Washington Law Review


Jessica Knowles


Although solitary confinement is conventionally challenged under the “cruel and unusual” standard of the Eighth Amendment, this approach presents several intractable legal hurdles to successful claims. The Americans with Disabilities Act (ADA), 42 U.S.C. §§ 12101 et seq., and its precursor, the Rehabilitation Act, provide innovative and non-constitutional causes of action for inmates with mental illness1 to challenge their solitary confinement. It is estimated that at least thirty percent of inmates in solitary confinement are mentally ill, a high percentage that is due to both the disproportionate number of mentally ill inmates who are isolated from the general prison population as well as the negative psychological impacts of this isolation.
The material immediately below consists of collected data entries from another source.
PR #11848, opened 2020-08-25
Allow dependabot to update GitHub action versions

jlosito:
https://docs.github.com/en/github/administering-a-repository/keeping-your-actions-up-to-date-with-github-dependabot

### DIFF
--- a/.github/dependabot.yml
+++ b/.github/dependabot.yml
@@ -1,0 +1,6 @@
+version: 2
+updates:
+  - package-ecosystem: "github-actions"
+    directory: "/"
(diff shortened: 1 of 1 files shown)


chrisroberts:
Hi there,

Thanks for creating this PR, however this isn't something that we are going to be enabling at this point. We use an extremely minimal number of internally accepted actions within our workflows. Because of this, we aim to keep these actions consistent across all our repositories and will update them together once a new version has been accepted and verified.

Thanks again for taking the time to create this PR!

Cheers!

Under Title II, Section 12132 of the ADA, prisoners with mental illness cannot “be excluded from participation in or be denied the benefits of the services, programs, or activities of a public entity, or be subjected to discrimination by any such entity.” As recognized by U.S. Supreme Court precedent and interpreted by the Department of Justice, the ADA protects mentally ill inmates from discrimination on the basis of their disability. This Comment will argue that prison facilities discriminate under the ADA when they (1) isolate mentally ill inmates on the basis of their disability, (2) prolong inmates’ solitary confinement due to their preexisting or manifesting mental illness, or (3) fail to provide access to aids, benefits, or services to inmates with mental illness who need to be isolated for safety reasons.